I'm curious because I tend to feel less sexually connected if I don't know. I mean, I don't need a daily report, but I don't necessarily feel like a fully completely connected couple. Not just sexually either. I feel like if you cannot share such things I don't feel close to my SO in almost all other emotional aspects as well. 

Curious to hear the thoughts of others. 

An admission of my own, I've become quite enthralled with a poster here on TAM's relationship blog (faithfulwife) I love reading your blog, and greatly appreciate all the info you've been sharing. Thank you, and sorry if I called you out!!!


----------



## Cletus (Apr 27, 2012)

I never really had to lie because she doesn't really want to know. I asked before and don't think she lied either when she said that she doesn't do that. 

So no exaggerations here, for lack of necessity.


----------



## Holland (Aug 20, 2012)

I am not so interested in what a man's DIY habits are, as in I don't care if they do it daily or monthly. More concerned with if they are able to discuss this part of their life openly.

Ex never even used that scary word "masturbation" and he is a sexual prude.
Mr H is a man of steel, a man that loves sex. We had the DIY discussion within a week of meeting each other and he told me all about his past and current habits. He is open and honest which is the only way to be IMHO. 

He is the only man to have ever asked my about my own masturbation habits and I told him the truth.

We participate in mutual masturbation and he freely asks me to touch myself while we are having other forms of sex, major turn on for both of us.


----------



## Maneo (Dec 4, 2012)

my wife and I share all but it is not something we go out of our way to do or make into a major production. I think it really depends on the comfort level of each person in the relationship. The problems come if the comfort levels do not mesh.


----------



## Anubis (Jul 12, 2011)

A lot depends on the dynamic and health of the relationship in question. 

In my marriage to my ex, who was very LD (towards me, not others) when I revealed that I was self-pleasuring I was hoping it would interest her in something mutual or or least some way open the door to conversation about improving our sex life. Instead, it became a tool for her to use against me. At various times and in various arguments she would bring it up and make it out that I was doing something wrong, or somehow wronging her, disrespecting her, or that I was immoral and disgusting... i.e. Just generally f**king with my head. In retrospect, it was just one of many things that she used to manipulate, gaslight, and keep me off balance with. As a result I found myself hiding and denying the activity to her ... which led to an attitude of her trying to catch me, so she could berate me and tell me how 'she couldn't trust me'. Seriously messed up stuff.

Since the D, it's been something I would make no excuses for and no attempt to hide, although I don't go out of my way to announce it either. Should any of the women I was with post D have had the slightest problem with it I would have told them "there's the door". I will never again let myself be put down for something normal.

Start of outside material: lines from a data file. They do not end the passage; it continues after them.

PR #883, opened 2019-04-19
Android Auth module

guperrot:

## Description

Auth.SignInAsync Android support.

[AB#60471](https://msmobilecenter.visualstudio.com/454a20a9-dfe6-4c1f-8ae8-417f76adb472/_workitems/edit/60471)


SDK/AppCenterAuth/Microsoft.AppCenter.Auth.Android/Properties/AssemblyInfo.cs
```diff
@@ -0,0 +1,30 @@
...
+//
+//      Major Version
+//      Minor Version 
+//      Build Number
+//      Revision
+//
+// You can specify all the values or you can default the Build and Revision Numbers 
+// by using the '*' as shown below:
+// [assembly: AssemblyVersion("1.0.*")]
+[assembly: AssemblyVersion("1.0.0.0")]
```
guperrot: need to fix

SDK/AppCenterAuth/Microsoft.AppCenter.Auth.Android/Resources/values/strings.xml
```diff
@@ -0,0 +1,5 @@
+<?xml version="1.0" encoding="UTF-8"?>
+<resources>
+    <string name="hello">Hello World, Click Me!</string>
+    <string name="app_name">Microsoft.AppCenter.Auth.Android</string>
```
guperrot: need to clean that

SDK/AppCenterAuth/Microsoft.AppCenter.Auth.Android/Properties/AssemblyInfo.cs
```diff
@@ -0,0 +1,31 @@
...
+
+// General Information about an assembly is controlled through the following 
+// set of attributes. Change these attribute values to modify the information
+// associated with an assembly.
+[assembly: AssemblyTitle("Microsoft.AppCenter.Auth.Android")]
+[assembly: AssemblyDescription("")]
+[assembly: AssemblyConfiguration("")]
+[assembly: AssemblyCompany("")]
+[assembly: AssemblyProduct("Microsoft.AppCenter.Auth.Android")]
+[assembly: AssemblyCopyright("Copyright ©  2018")]
```
MatkovIvan: Should be updated

SDK/AppCenterAuth/Microsoft.AppCenter.Auth.Android/Auth.cs
```diff
@@ -22,7 +35,8 @@ private static Task<UserInformation> PlatformSignInAsync()
                 var signInResult = (SignInResult)future.Get();
                 if (signInResult.Exception != null)
                 {
-                    throw signInResult.Exception;
+                    // Keep the stacktrace clean.
```
dhei: It would be nice to add a comment to note the behavior difference between native android and xamarin.android that one throws and one doesn't.

MatkovIvan: The behavior is the same - both throwing the exception. But iOS doesn't have C# `Exception` object to (re)throw, so we don't need to keep the previous stacktrace there.

dhei: @MatkovIvan Sorry I wan't clear here. I mean native android sign-in API which doesn't throw but holds the exception at `signInResult.Exception` that is different from xamarin android which throws exception on sign-in API.

guperrot: It's documented in the shared code that it throws.
We have shared code for all platforms that calls the same method name with Platform prefix.

dhei: Sounds good.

In my current relationship, I've shared when it's been asked about, but it's never been an issue one way or the other.. The overall quality of the relationship has made it pretty concern free to share such things, and I appreciate that.


----------



## donny64 (Apr 21, 2012)

She knows all she cares to, and same in reverse. The only time we "dig" to find out what the other is doing "DIY" wise, is if we're having "sexy talk" or are teasing the other one (i.e. "guess what I'm doing right now"). I don't lie to her about it, and as far as I know, she's truthful with me about it. We don't have any hang ups about it, and we both like knowing the others "secrets" that neither of us would have shared (or did share) with anyone else before.

We DIY in front of each other likely far more than we do away from each other. Sometimes a person wants that "quick, easy relief". We're both good with that, and as such, pretty much prefer to share it with the other one versus going completely solo and covert. The exception being, sometimes the "mood strikes" and the other partner is not there. We don't go off necessarily announcing the fact to each other (again, unless we're teasing each other) but we don't make it any big secret either. 

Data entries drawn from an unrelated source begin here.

PR #892, opened 2019-04-23
Fix signIn on simulator

guperrot:

## Description

Fix signIn on simulator.


guperrot:
Without keychain capability, MSAL returns null on homeAccountId, accountId and idToken, which the native AppCenter SDK does not check for and think it's a success.

We also need to file a bug in native SDK to make an error for that case.

guperrot:
Native SDK is actually triggering an error for that case:
```
2019-04-22 19:19:51.475973-0700 SasquatchPuppet[68104:3884910] [AppCenterIdentity] ERROR: -[MSIdentity acquireTokenInteractively]_block_invoke/382 User sign-in failed. Error: Error Domain=MSIDKeychainErrorDomain Code=-34018 "(null)" UserInfo={MSIDCorrelationIdKey=7D285A09-E612-452F-A27D-ABE9181F20B4, MSIDErrorDescriptionKey=Failed to set item into keychain.}
```
So will test for null in Xamarin instead as Xamarin seems to change the behavior.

I've also been on the other side...in relationships where, as far as I knew, she NEVER rubbed one out, and as far as she was aware, neither did I. It was all lies, that lack of openess carried over into the bedroom when we were together, and it sucked.


----------



## Youngwifeylovesherhubby (May 8, 2013)

When we first got together I'd open up dh's laptop and see 5 or 6 pr0n videos open. He openly admitted to masturbating at least 1x/day. It started to become an issue when he'd do it even when I was there. I made a fuss (lol jealousy). He did it in secret until I put my foot down. (it shouldn't cause issues like it did) Now he does it if I don't feel like sex for a while, but to our videos, and he always lets me know. 

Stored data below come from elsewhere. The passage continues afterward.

Issue #821, opened 2019-01-28
Add Tuple based overloads to Analytics/Crashes


dansiegel:
### **Description**

There are a number of times where a developer may only want to add a single property to track such as a UserId. Given the current API's you have to instantiate a Dictionary and load it like:

```cs
Analytics.TrackEvent("Some Event", new Dictionary<string, string> { { "userid", userId } });
```

### Proposed API

- Analytics.TrackEvent(string message, params (string, string)[] properties)
- Crashes.TrackError(Exception ex, params (string, string)[] properties)

These overloaded API's don't actually change or impact functionality in any way, but they do make it just a little easier and provide some nice syntactic sugar when calling them.

```cs
Analytics.TrackEvent("Some Event", ("userId", userId));
```

guperrot:
Hi, thanks for your feedback, I will forward it.
As a side note, for userId we recommend using AppCenter.SetUserId instead.

dansiegel:
@guperrot I was just using that as a common case that would make sense for someone to want to track... and yes the SetUserId would seem like a much better API to use for that specific property. :)

guperrot:
We might consider this feature in the future but there is no plan right now.

guperrot:
Sure, for Analytics you need to modify portable code (empty implementation): https://github.com/Microsoft/AppCenter-SDK-DotNet/blob/develop/SDK/AppCenterAnalytics/Microsoft.AppCenter.Analytics/Analytics.cs

Then implement it for Android, iOS then Windows.

https://github.com/Microsoft/AppCenter-SDK-DotNet/blob/develop/SDK/AppCenterAnalytics/Microsoft.AppCenter.Analytics.iOS/Analytics.cs
https://github.com/Microsoft/AppCenter-SDK-DotNet/blob/develop/SDK/AppCenterAnalytics/Microsoft.AppCenter.Analytics.Android/Analytics.cs
https://github.com/Microsoft/AppCenter-SDK-DotNet/blob/develop/SDK/AppCenterAnalytics/Microsoft.AppCenter.Analytics.Windows.Shared/Analytics.cs

For crashes it can be done in a single place as code is shared: https://github.com/Microsoft/AppCenter-SDK-DotNet/blob/develop/SDK/AppCenterCrashes/Microsoft.AppCenter.Crashes.Shared/Crashes.cs

fredeil:
Would it be ok introduce the System.ValuTuple NuGet into the project? @guperrot

[...]

PR #951, opened 2019-05-18
Analytics error tracking key/value

fredeil:
## Description

Add support for string overloads on TrackEvent and TrackError. Decided to not go for a valueTuple since it introduces an unnecessary dependency.

## Related PRs or issues

https://github.com/microsoft/appcenter-sdk-dotnet/issues/821

### DIFF
--- a/SDK/AppCenter/Microsoft.AppCenter/Microsoft.AppCenter.csproj
+++ b/SDK/AppCenter/Microsoft.AppCenter/Microsoft.AppCenter.csproj
@@ -15,7 +15,6 @@
   </PropertyGroup>
   <ItemGroup>
     <PackageReference Include="MSBuild.Sdk.Extras" Version="1.1.0" PrivateAssets="All" />
-    <PackageReference Include="System.ValueTuple" Version="4.5.0" />
   </ItemGroup>
   <Import Project="$(MSBuildSDKExtrasTargets)" Condition="Exists('$(MSBuildSDKExtrasTargets)')" />
   <Target Name="GetPackagingOutputs" />
--- a/SDK/AppCenter/Microsoft.AppCenter/Microsoft.AppCenter.csproj
+++ b/SDK/AppCenter/Microsoft.AppCenter/Microsoft.AppCenter.csproj
@@ -15,6 +15,7 @@
   </PropertyGroup>
   <ItemGroup>
     <PackageReference Include="MSBuild.Sdk.Extras" Version="1.1.0" PrivateAssets="All" />
+    <PackageReference Include="System.ValueTuple" Version="4.5.0" />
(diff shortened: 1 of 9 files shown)


fredeil:
Could someone give me details on the build?

cc @jwallra

SDK/AppCenter/Microsoft.AppCenter/Microsoft.AppCenter.csproj
```diff
@@ -15,6 +15,7 @@
   </PropertyGroup>
   <ItemGroup>
     <PackageReference Include="MSBuild.Sdk.Extras" Version="1.1.0" PrivateAssets="All" />
+    <PackageReference Include="System.ValueTuple" Version="4.5.0" />
```
guperrot: This new dependency needs to be discussed.

jwallra:
@fredeil I wasn't sure either, it seemed like it should be included in .NET, but it appears that it is only included by default after .NET 4.7, .NET Standard 2.0 and .NET Core 2.0.  See this stack overflow question: https://stackoverflow.com/questions/38382971/predefined-type-system-valuetuple%C2%B42%C2%B4-is-not-defined-or-imported

Since it is an external dependency we need to determine whether we want to take it or not

fredeil:
Ok, maybe we could satisfy #821 by providing a string/string overloqd, like:

«void TrackEvent(string name, string key, string value)»

SDK/AppCenter/Microsoft.AppCenter/Microsoft.AppCenter.csproj
guperrot: Also that's the cause of the build failure. It's not referenced correctly everywhere it's needed.

guperrot:
> Ok, maybe we could satisfy #821 by providing a string/string overloqd, like:
> 
> «void TrackEvent(string name, string key, string value)»

Sure you can do that solution instead of the tuples.

fredeil:
The tuples are removed now, System.ValueTuple is also gone now. Waiting for build results @jwallra @guperrot

jwallra:
We're looking at this change now.  We're considering if we were to accept it would we need to implement something similar on other SDKs for consistency.

guperrot:
The consistency with all other SDKs is being discussed.
We will also have a consistency issue with `Crashes.TrackError` and in other SDKs other APIs that take a dictionary.

fredeil:
Ok, let me know what the outcome is

guperrot:
Sorry that I didn't came back here earlier.
There is no plan for now to modify the signature on all SDKs.
Since the PR is linked to the feature request issue (which remains open), it won't be lost, so I can close here for now.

I'm more of a prude. If he's with me he helps. If he's not I don't usually tell. The main difference is it doesn't interfere with our intimacy like his habit used to.


----------



## FemBot (May 1, 2013)

I wanted to know because I had been in a sexless marriage. I felt it was needed info so I could figure out his drive just to rule out LD as an issue. Otherwise I never would have cared. I had never asked any of my other partners.


----------



## mineforever (Jan 31, 2013)

I had a post on this a while back on something similar to this...I asked hubby if he masterbated and he said rarely if ever anymore we make love so often. Then he said what about you....I said I masterbate usually every morning....=-O that got me an upset hubby for a couple of days! Guess he never thought I masterbated all these years... well now he wants first right of refusal...he shows up every morning in the shower...on the sofa ....before I get out of bed and asks if I need any help, sometimes he joins me, and sometimes he just enjoys the show. Who knew a couple of old dogs could learn something new.....we really enjoy this new way of enjoying each other.
_Posted via Mobile Device_


----------



## wiigirl (Jun 14, 2012)

We kind of make a joke about it, I always say I had a date with my "pink friend" aka vibrator.


----------



## Convection (Apr 20, 2013)

Ugh. I hate to say it, but this used to be me. I'd have some alone time and then deny it. Tons of resentment and control issues on my part. Passive-aggressive as hell, too. Makes me ill just to write about it.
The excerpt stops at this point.